From the data below, please reproduce exactly everything from the line that contains "So keeping snapshots" down to the line that contains "What I did do", with both ends included.
—————
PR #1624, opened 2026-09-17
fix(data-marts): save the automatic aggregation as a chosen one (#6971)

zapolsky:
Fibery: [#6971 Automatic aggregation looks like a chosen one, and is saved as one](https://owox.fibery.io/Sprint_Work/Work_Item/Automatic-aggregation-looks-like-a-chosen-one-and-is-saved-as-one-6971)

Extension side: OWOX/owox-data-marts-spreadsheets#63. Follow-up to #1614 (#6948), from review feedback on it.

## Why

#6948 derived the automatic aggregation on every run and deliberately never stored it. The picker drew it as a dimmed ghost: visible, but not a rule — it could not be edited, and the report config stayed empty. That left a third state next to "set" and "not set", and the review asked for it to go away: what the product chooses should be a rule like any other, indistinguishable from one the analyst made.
—————
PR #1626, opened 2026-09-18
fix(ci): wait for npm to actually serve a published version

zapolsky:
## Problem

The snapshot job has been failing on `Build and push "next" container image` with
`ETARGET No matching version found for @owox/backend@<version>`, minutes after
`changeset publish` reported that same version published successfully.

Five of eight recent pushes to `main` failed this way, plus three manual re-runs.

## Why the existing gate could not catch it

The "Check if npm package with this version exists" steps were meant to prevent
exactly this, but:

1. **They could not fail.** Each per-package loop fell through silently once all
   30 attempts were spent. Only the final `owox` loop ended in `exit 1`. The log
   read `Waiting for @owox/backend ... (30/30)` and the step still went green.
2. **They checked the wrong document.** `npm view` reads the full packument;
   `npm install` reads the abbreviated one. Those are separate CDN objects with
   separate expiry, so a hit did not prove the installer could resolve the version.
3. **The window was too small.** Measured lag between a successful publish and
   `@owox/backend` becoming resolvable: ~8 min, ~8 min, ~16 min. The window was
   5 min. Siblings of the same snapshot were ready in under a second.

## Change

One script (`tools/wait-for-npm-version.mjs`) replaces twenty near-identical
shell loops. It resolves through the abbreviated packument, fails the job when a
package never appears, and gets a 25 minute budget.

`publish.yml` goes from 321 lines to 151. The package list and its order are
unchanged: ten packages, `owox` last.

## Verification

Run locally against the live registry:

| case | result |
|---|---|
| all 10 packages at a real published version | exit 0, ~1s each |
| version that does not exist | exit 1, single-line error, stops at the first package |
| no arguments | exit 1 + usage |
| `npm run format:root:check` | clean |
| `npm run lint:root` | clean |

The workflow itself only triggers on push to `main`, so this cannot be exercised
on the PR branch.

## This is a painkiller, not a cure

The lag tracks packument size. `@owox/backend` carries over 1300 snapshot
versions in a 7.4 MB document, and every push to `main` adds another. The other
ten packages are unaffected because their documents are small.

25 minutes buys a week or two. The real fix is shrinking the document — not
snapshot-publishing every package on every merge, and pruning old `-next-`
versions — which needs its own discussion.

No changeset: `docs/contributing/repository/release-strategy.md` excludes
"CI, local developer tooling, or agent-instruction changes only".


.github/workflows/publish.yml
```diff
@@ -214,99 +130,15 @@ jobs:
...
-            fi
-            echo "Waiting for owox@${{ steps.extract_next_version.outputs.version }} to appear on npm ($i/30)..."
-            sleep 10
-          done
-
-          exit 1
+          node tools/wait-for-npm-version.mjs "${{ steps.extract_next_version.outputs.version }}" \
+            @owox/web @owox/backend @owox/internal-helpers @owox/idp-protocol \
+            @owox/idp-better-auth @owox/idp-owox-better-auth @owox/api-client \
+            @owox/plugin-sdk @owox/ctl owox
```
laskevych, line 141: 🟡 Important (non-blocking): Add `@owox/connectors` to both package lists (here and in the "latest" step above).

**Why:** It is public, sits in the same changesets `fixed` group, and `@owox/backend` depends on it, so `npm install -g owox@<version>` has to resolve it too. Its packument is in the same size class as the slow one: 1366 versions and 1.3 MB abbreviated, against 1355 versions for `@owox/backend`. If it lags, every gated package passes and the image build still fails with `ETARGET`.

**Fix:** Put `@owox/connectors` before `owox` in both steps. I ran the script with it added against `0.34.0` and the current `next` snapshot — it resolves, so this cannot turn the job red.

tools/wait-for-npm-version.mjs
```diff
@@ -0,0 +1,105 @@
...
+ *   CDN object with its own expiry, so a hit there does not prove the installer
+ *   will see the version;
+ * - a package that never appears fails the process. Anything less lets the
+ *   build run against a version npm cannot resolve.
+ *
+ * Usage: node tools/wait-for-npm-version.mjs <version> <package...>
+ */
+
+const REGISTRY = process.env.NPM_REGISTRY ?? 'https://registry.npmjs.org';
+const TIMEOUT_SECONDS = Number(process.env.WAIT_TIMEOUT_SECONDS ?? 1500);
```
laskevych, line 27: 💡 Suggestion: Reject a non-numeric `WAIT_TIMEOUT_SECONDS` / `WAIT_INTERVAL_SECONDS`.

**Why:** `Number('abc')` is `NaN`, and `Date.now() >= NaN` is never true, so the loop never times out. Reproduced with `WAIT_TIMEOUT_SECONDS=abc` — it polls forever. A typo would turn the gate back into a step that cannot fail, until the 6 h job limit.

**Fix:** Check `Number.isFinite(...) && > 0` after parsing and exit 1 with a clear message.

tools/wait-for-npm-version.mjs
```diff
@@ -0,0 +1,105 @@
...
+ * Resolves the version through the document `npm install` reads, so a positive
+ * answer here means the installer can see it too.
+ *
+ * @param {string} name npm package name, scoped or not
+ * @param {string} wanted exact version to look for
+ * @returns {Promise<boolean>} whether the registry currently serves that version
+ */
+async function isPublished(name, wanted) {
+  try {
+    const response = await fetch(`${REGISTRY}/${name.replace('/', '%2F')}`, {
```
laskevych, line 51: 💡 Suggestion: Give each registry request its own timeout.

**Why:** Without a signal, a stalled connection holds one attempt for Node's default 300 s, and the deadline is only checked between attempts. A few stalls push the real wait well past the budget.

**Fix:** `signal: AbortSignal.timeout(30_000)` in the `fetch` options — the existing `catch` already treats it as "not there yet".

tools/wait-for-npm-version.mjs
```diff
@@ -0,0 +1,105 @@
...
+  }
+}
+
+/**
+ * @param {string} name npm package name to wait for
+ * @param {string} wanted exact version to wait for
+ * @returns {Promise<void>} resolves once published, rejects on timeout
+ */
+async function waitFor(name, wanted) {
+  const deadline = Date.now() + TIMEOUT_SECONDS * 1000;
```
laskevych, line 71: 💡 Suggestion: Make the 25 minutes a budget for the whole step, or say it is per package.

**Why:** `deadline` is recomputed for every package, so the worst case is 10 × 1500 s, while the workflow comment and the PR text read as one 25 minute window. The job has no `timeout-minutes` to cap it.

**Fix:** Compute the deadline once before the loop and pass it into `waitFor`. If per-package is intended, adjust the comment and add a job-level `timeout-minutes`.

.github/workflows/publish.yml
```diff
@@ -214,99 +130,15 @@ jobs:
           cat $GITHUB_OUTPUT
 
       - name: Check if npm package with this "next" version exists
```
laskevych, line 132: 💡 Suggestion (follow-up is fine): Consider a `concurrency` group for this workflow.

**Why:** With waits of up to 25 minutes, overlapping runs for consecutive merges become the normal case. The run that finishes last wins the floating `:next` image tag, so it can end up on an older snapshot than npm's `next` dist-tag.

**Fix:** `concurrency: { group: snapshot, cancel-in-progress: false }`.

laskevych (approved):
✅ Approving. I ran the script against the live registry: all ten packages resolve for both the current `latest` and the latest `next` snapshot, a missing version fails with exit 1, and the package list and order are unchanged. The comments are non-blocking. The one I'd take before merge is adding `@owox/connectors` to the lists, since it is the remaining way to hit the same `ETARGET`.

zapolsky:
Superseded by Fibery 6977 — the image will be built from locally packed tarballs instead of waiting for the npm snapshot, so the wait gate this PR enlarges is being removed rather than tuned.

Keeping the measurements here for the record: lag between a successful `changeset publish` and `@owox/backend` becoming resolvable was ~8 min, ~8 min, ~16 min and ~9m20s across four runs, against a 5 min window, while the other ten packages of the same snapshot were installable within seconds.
—————
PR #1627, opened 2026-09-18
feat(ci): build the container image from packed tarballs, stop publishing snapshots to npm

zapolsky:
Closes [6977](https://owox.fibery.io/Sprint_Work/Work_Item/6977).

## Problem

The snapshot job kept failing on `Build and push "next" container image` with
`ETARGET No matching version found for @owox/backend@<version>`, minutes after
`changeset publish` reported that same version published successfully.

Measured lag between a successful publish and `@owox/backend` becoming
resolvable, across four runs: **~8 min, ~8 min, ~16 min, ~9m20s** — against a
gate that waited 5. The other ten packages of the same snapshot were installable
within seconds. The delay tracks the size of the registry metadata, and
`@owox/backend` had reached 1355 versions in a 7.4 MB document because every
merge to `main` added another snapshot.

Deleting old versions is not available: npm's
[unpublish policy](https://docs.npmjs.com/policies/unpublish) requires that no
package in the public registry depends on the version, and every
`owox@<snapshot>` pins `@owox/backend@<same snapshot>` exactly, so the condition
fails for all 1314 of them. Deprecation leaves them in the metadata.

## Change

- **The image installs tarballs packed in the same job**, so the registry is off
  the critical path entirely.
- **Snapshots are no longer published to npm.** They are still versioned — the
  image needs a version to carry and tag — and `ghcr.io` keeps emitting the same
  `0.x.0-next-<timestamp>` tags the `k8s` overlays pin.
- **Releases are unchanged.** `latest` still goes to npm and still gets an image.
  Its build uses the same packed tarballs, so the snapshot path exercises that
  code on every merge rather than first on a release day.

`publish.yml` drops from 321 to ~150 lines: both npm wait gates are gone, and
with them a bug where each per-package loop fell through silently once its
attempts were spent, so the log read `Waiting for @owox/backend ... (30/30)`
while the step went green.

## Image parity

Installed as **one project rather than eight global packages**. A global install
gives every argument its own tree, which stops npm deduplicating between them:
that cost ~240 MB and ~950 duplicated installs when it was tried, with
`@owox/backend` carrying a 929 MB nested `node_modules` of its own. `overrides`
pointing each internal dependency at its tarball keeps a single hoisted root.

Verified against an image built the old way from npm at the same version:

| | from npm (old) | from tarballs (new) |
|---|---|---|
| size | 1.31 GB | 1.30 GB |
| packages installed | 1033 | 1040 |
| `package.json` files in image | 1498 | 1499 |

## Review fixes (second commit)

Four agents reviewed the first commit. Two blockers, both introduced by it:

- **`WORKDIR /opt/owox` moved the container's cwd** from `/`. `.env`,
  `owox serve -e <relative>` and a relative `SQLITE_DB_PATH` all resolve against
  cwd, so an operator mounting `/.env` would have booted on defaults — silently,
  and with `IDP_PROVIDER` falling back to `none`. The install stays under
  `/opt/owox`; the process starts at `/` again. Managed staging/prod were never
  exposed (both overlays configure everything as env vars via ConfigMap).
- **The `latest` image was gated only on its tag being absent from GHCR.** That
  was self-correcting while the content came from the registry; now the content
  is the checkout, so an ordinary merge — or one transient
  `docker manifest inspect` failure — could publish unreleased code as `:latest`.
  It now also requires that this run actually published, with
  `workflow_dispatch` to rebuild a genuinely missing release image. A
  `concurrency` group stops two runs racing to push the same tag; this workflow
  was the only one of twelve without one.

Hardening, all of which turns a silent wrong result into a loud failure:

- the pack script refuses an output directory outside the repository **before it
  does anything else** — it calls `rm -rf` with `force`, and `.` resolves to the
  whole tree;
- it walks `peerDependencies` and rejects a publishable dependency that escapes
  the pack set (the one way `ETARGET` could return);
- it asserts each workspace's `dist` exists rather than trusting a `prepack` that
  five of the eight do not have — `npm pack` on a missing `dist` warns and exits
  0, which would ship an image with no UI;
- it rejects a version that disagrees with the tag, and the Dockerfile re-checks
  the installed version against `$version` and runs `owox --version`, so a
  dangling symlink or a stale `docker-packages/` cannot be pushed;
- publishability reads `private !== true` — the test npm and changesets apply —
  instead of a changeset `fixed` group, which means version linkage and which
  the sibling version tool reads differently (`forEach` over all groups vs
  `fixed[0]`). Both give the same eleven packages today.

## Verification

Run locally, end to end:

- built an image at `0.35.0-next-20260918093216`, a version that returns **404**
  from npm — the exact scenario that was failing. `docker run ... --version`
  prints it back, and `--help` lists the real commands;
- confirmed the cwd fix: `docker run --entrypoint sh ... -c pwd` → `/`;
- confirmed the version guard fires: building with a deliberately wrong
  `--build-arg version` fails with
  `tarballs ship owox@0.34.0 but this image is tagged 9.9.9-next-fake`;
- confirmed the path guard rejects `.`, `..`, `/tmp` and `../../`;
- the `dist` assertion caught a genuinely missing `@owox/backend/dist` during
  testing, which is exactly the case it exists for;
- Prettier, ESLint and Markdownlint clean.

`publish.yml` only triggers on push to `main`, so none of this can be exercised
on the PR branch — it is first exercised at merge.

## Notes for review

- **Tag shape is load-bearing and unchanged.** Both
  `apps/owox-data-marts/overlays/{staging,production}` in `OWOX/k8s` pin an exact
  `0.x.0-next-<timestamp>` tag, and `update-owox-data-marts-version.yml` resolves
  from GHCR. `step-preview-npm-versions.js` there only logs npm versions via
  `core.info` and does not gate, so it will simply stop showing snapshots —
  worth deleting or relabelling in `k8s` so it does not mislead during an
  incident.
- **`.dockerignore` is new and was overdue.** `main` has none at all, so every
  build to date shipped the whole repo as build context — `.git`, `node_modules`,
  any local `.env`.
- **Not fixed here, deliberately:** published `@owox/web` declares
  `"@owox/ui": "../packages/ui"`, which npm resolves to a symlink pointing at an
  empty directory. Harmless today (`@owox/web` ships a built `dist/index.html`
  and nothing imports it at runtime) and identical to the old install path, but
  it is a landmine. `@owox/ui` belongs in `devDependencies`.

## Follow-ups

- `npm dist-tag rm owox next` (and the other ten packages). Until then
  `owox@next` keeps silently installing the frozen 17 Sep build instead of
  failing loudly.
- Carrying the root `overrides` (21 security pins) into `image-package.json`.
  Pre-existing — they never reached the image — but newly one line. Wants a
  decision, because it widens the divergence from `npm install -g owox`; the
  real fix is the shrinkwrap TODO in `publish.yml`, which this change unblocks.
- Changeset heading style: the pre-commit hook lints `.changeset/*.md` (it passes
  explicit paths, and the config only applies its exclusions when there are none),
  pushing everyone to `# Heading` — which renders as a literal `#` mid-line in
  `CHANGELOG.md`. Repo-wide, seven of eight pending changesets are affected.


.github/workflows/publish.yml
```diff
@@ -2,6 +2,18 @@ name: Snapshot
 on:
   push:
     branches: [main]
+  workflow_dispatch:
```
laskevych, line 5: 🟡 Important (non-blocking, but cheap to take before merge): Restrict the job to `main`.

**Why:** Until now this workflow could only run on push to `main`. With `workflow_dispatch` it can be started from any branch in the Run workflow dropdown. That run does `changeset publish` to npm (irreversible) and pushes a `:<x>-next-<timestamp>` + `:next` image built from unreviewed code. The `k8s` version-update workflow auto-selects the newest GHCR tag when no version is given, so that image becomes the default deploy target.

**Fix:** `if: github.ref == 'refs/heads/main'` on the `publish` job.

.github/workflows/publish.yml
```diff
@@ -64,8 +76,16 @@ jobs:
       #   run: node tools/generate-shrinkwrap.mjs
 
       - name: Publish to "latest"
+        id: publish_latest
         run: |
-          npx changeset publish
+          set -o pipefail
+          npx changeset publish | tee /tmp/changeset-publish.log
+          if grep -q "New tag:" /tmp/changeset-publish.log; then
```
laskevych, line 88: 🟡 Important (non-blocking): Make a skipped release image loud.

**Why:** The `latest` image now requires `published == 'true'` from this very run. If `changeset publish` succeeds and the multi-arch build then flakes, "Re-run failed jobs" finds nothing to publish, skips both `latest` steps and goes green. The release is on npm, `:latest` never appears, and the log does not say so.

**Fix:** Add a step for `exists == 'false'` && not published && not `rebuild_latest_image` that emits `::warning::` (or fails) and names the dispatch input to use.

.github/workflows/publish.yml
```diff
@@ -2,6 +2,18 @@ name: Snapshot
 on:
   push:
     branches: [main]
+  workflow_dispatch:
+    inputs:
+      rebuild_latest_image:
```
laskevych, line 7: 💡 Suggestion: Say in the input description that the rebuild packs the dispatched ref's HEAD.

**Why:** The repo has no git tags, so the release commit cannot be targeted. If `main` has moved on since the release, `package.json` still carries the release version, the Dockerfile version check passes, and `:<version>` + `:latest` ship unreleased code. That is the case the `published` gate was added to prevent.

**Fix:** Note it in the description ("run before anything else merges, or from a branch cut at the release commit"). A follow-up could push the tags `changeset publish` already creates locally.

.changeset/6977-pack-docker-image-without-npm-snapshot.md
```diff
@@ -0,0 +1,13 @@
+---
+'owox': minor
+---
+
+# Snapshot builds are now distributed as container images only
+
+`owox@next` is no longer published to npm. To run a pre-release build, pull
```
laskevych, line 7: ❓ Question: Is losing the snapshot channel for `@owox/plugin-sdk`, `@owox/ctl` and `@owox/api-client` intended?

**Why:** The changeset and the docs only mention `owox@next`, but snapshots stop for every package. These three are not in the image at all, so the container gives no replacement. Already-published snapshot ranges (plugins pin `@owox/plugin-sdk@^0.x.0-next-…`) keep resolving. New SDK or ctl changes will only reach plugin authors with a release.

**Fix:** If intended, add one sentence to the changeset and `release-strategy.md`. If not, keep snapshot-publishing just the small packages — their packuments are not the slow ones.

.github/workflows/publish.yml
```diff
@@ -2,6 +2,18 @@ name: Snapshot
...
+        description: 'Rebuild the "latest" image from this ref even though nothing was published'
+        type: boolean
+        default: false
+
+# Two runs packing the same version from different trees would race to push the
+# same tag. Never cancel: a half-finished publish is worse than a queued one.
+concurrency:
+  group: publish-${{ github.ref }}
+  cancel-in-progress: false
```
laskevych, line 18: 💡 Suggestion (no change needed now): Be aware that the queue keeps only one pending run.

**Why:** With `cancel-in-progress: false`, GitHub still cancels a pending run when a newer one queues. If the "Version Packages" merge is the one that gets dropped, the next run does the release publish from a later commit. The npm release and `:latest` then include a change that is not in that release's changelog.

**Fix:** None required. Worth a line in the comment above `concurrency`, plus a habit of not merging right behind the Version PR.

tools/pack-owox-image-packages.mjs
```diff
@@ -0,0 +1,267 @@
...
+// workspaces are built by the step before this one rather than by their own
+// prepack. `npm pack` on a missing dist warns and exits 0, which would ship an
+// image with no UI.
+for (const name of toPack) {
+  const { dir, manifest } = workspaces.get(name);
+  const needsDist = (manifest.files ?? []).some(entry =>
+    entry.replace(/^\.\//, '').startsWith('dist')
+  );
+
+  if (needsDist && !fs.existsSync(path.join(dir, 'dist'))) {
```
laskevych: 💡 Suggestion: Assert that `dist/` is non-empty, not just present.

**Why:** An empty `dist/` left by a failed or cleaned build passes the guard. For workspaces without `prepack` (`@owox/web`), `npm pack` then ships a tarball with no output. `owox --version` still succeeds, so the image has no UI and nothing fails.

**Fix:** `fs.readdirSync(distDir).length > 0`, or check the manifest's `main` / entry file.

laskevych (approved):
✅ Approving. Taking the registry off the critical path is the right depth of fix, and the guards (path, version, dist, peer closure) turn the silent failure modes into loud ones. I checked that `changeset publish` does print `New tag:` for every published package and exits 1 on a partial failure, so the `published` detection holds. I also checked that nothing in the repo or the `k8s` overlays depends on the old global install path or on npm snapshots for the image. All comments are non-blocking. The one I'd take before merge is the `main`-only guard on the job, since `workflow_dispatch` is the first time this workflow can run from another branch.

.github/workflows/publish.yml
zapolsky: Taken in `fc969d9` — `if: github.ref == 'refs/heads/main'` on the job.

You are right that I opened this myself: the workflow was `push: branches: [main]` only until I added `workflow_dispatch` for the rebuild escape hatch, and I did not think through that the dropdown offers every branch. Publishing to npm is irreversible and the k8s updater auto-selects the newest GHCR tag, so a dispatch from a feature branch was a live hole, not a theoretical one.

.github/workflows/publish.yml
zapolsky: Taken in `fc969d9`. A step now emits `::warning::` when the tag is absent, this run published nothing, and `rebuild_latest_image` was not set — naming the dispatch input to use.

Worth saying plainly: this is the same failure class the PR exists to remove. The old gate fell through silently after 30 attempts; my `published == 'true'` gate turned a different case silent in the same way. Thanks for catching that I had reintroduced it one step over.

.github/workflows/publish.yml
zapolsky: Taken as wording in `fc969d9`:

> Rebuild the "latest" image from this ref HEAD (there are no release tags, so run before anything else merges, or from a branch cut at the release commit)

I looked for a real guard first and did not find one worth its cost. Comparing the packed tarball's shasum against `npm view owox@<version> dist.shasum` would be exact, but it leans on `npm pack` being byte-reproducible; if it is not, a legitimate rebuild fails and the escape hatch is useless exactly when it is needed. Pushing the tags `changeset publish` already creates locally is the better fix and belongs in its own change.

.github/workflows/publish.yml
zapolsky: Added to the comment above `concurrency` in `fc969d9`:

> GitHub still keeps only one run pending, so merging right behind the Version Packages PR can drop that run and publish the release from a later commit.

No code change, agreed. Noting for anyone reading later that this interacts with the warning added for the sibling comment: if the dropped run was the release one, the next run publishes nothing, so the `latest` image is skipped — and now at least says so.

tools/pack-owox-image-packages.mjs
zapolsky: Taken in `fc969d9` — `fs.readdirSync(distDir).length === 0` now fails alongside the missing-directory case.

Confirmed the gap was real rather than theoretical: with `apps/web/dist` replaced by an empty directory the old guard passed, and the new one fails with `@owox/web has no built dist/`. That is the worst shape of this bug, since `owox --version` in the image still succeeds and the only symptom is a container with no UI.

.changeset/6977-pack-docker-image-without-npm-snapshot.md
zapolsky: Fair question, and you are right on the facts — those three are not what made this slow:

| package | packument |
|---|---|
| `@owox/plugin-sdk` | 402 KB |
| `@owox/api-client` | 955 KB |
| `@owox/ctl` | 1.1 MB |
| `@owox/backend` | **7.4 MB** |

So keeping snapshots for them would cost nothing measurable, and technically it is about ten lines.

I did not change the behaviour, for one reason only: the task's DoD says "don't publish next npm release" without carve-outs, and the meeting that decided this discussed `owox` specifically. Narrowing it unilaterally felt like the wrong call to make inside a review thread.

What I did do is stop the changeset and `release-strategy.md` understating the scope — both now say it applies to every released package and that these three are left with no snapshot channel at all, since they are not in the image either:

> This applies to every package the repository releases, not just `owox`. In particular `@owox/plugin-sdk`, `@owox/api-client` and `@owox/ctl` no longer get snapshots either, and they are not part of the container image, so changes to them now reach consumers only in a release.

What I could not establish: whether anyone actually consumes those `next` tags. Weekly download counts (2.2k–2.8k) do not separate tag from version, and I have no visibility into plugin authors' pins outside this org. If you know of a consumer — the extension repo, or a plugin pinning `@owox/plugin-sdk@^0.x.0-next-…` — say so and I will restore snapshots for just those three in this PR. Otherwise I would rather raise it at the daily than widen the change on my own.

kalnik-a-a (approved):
—————
Solution to this problem.
So keeping snapshots for them would cost nothing measurable, and technically it is about ten lines.

I did not change the behaviour, for one reason only: the task's DoD says "don't publish next npm release" without carve-outs, and the meeting that decided this discussed `owox` specifically. Narrowing it unilaterally felt like the wrong call to make inside a review thread.

What I did do is stop the changeset and `release-strategy.md` understating the scope — both now say it applies to every released package and that these three are left with no snapshot channel at all, since they are not in the image either:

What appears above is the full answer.